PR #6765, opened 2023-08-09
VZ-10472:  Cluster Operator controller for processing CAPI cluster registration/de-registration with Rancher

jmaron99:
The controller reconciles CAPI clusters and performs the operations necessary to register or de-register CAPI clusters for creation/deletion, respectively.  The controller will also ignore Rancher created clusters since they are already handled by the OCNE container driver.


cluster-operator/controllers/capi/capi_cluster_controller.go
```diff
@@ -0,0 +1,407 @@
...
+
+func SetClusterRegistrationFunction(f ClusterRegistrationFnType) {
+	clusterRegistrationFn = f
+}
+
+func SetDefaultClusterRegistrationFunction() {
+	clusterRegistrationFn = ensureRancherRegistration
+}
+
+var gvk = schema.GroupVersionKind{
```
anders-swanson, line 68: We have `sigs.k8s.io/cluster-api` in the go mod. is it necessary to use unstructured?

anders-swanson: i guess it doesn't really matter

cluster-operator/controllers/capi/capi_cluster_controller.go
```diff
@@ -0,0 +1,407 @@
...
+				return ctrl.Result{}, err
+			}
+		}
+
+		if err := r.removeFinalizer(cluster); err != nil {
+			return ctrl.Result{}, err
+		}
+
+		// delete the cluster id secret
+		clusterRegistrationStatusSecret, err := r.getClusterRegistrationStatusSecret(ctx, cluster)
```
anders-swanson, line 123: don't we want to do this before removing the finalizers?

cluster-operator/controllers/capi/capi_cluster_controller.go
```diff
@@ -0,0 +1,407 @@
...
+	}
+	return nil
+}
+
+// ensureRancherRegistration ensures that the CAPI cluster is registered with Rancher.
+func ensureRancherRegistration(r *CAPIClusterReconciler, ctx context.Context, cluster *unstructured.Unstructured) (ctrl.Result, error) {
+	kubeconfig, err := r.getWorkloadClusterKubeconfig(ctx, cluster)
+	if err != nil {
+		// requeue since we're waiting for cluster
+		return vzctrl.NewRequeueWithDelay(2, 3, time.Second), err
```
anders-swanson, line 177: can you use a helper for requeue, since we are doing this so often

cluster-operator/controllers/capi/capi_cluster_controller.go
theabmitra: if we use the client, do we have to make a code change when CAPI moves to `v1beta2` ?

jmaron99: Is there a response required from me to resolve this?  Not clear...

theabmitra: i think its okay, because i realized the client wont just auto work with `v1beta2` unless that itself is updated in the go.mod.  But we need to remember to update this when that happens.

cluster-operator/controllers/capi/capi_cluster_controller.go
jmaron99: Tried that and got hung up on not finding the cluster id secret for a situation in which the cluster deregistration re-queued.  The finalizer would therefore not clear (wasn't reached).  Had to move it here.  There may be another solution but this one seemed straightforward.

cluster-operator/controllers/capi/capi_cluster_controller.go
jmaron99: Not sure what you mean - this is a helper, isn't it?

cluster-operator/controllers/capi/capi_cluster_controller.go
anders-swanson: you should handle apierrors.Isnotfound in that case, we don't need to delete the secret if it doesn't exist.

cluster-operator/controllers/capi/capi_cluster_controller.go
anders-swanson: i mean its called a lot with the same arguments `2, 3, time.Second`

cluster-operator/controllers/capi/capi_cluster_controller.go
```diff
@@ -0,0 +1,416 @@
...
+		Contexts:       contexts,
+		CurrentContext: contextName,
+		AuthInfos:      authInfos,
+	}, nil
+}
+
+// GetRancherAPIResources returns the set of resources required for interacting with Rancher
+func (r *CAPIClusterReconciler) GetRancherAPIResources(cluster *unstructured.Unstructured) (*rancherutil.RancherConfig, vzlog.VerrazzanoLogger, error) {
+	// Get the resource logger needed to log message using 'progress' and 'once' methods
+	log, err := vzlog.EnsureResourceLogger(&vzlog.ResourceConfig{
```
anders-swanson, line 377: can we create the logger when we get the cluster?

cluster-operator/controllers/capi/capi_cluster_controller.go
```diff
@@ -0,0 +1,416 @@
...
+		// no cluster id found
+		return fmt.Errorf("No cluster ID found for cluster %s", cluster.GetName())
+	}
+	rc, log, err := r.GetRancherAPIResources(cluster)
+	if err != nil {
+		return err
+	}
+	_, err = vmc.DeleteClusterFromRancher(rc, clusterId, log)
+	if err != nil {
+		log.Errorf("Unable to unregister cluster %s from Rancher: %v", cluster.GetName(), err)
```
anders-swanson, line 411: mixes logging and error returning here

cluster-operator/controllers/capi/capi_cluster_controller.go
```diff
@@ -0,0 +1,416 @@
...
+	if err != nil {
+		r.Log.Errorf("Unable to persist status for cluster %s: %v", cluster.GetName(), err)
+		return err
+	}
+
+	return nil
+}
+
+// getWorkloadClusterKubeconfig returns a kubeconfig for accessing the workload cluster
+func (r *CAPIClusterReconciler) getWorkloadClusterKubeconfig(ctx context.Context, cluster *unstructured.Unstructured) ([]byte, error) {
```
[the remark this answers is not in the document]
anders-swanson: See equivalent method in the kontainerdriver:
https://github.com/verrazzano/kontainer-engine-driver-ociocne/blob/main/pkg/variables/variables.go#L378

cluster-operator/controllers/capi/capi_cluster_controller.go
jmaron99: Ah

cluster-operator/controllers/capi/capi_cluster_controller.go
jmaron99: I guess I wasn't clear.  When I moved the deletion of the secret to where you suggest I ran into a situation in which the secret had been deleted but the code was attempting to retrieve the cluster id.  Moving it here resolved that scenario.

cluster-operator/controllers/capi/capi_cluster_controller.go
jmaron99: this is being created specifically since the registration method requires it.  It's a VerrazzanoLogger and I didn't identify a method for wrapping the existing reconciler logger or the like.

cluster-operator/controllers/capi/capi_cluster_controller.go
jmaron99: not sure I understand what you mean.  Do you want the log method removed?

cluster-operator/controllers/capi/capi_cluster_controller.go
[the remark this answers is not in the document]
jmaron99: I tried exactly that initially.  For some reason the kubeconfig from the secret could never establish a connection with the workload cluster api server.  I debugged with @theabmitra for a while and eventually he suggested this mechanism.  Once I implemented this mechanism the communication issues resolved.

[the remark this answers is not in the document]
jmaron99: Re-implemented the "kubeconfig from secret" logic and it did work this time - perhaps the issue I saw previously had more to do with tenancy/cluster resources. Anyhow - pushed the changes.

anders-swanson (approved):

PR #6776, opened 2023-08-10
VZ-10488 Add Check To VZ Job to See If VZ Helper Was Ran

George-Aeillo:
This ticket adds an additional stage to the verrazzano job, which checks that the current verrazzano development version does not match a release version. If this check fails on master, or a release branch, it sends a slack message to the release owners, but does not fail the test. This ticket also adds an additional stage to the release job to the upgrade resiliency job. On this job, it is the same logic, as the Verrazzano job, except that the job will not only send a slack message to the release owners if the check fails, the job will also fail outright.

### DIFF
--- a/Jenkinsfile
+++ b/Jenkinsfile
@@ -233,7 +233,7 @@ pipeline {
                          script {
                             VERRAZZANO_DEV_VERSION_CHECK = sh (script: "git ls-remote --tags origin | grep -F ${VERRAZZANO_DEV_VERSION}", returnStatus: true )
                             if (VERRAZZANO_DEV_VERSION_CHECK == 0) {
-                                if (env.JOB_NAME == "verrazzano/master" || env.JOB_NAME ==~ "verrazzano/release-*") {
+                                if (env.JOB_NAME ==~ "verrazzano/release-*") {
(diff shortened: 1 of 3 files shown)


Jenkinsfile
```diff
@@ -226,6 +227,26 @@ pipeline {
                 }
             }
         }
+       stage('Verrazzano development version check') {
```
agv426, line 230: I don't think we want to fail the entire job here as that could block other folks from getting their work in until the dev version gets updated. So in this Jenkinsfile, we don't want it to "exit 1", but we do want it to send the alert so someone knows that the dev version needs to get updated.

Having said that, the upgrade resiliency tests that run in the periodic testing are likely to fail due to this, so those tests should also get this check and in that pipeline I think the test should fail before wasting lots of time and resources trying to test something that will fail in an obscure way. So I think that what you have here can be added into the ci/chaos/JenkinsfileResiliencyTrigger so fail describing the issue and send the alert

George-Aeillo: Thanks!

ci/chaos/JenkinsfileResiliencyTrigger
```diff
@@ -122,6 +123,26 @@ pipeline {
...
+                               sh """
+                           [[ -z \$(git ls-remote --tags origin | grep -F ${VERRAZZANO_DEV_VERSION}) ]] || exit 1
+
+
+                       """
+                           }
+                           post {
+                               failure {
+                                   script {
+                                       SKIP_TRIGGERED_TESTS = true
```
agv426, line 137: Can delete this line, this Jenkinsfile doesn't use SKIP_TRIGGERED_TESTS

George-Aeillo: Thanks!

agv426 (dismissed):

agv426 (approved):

▶ Task objective:
Pick out the lines above that hold the string "approved" and show them.

▶ Finished exercise:
anders-swanson (approved):
agv426 (approved):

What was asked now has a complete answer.